炎の画家と植物と学者の幻影
――助けを呼ぶ声が聞こえる。
またどこかで爆発が起こったらしく、建物が激しく揺れた。
爆発の衝撃と散乱した瓦礫の山のせいでただでさえおぼつかない足元を掬う。
足を取られ何度も転んだ挙げ句、やっと彼女の元まで辿り着いた。
瓦礫の山だ。間違い無い。彼女はこの下にいる。
こうしている間にも、彼女の声が段々と掠れて小さくなってゆく。今にも消えそうな彼女の声。
一刻でも早く助けださなくては!
瓦礫の山を崩していく。気持ちばかりが焦り、瓦礫は一向に減らない。コンクリートの塊やら、鉄筋やらプラスチックやらなんやかんやが憎らしい。

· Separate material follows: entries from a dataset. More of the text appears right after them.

Issue #153, opened 2016-06-30
xxx does not support thin blocks, disconnecting


KlausT:
Is this intended behavior when I don't use any special options?

> '/Satoshi:0.12.1/'` - peer=8 does not support thin blocks, disconnecting
> '/Classic:1.1.0/' - peer=11 does not support thin blocks, disconnecting

0.11.x and older clients are not being disconnected, as far as I can see

dagurval:
At around the time Bitcoin XT started doing bloom thin blocks, Core changed the standard behaviour of merkleblock requests and broke compatibility with our thin block implementation. Classic also has this one liner change. More discussion here: https://github.com/bitcoinclassic/bitcoinclassic/pull/125

For _outgoing_ connections we avoid peers that don't support thin blocks. This means core > 0.12 and derivatives. We still _accept incoming_ connections from any peers and download full blocks from them (unless configured not to).

For now, this means outgoing connections to:
- Anyone that signals support for xthin blocks (XT, BU and hopefully soon Classic)
- Older XT nodes
- Bitcoin Core <= 0.11 nodes

So in other words, this is intended behaviour.

NanoAkron:
I find any behaviour that segregates peers to be a bit distasteful. This is meant to be 'peer-to-peer electronic cash' after all.

dagurval:
Peer selection for _outgoing connections only_ is needed to be able to use the thin blocks feature of XT. Core 0.12 simply does not support thin blocks. If this is distasteful to you, please disable this feature on your node.

Anyhow, If you look at what peers XT nodes are connected to, you will see that there is none to little segregation of peers in practice. Here is my node: 

> $ ./bitcoinxt/src/bitcoin-cli getpeerinfo | grep subver | wc -l
> 94
> $ ./bitcoinxt/src/bitcoin-cli getpeerinfo | grep subver | grep "Satoshi:0.12" | wc -l
> 36
> 

38% of the nodes my node is connected to is Bitcoin Core 0.12. With a bigger sample size, that number is likely to climb closer to the Core 0.12 share of ~50% of the network nodes.

NanoAkron:
Which feature - connecting only to XThin supporting nodes, or XThin itself?

dagurval:
You cannot disable peer selection without disabling thin blocks at this time.

dgenr8:
[...]

PR #159, opened 2016-08-10
Direct headers announcement

dagurval:
Further work on #137. Incorporates #148 because I wanted to use C++11.

This work is based on @sdaftuar work in Bitcoin Core PR #6494 (9fa8c48).
This work is based on @dgenr8 cherry picks in Bitcoin XT #137
    
This implements BIP130. This implementation is a refactor/rewrite on previous work done in Bitcoin Core.
    
This work supports headersfirst together with thin blocks. It is refactored to support unittests, and unittests have been written for most of the logic.

PR #160, opened 2016-08-11
Option to enable/disable strict peer selection

dagurval:
Add option to enable/disable strict peer selection.

Added option -use-peer-selection. If this is set to 0, then we will not
require outgoing peer connections to support thin blocks.

Should solve issue https://github.com/bitcoinxt/bitcoinxt/issues/153

When there are enough thin block supporting clients on the network we should consider changing the default to 0.


dagurval:
Branched out from a commit in #159, it's probably easiest to merge that PR first.

dgenr8:
Needs rebase

dagurval:
I changed my mind on this. We don't need yet another configuration parameter. Now that Core nodes support thin blocks we connect to them as well.

I want to keep the tests though, so I added them in a new PR, #175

そしてなにより自分の力の無さが腹ただしい。悔しい。悲しい。辛い。
彼女を死なせたくない。
――死なせない。
彼女を決して死なせない!
無我夢中で瓦礫を押し退けてゆく。少しづつだが、瓦礫の山が小さくなってゆく。
僅かな隙間から彼女の華奢な手が見えた。手を伸ばし、ぐったりとしている彼女の手を握る。反応が無い。もう手遅れだったのか!と、背筋が凍る。だか、次の瞬間、弱々しい力が手の平に伝わる。彼女が力を振り絞って握り返してきたと、気づくのに若干、時間がかかった。背筋に走った冷たい感情が溶けてゆく。しかし安心するのはまだ早すぎる。
彼女が危険な状況だというのは変わりない。彼女に呼びかけるが返事は無い。もう声も聞こえない。必死で呼びかけていると、高い所から声が降ってきた。見上げると、高くそびえる瓦礫の山の頂上に見知った姿があった。
思わず、「助けてくれ!」と、叫ぶ。
彼は「待ってろ!」と、言うと、危険も顧みず、瓦礫の山から滑るように降りてきた。
――カッコ良すぎだろう。もしも、自分なら瓦礫の山から転びながら滑り落ち、尻持ちをついて着地するだろう。ただ、瓦礫の山から降りただけなのに、格の違いを見せつけられた気がした。だが、ここで自分の不甲斐なさを嘆いている場合ではない。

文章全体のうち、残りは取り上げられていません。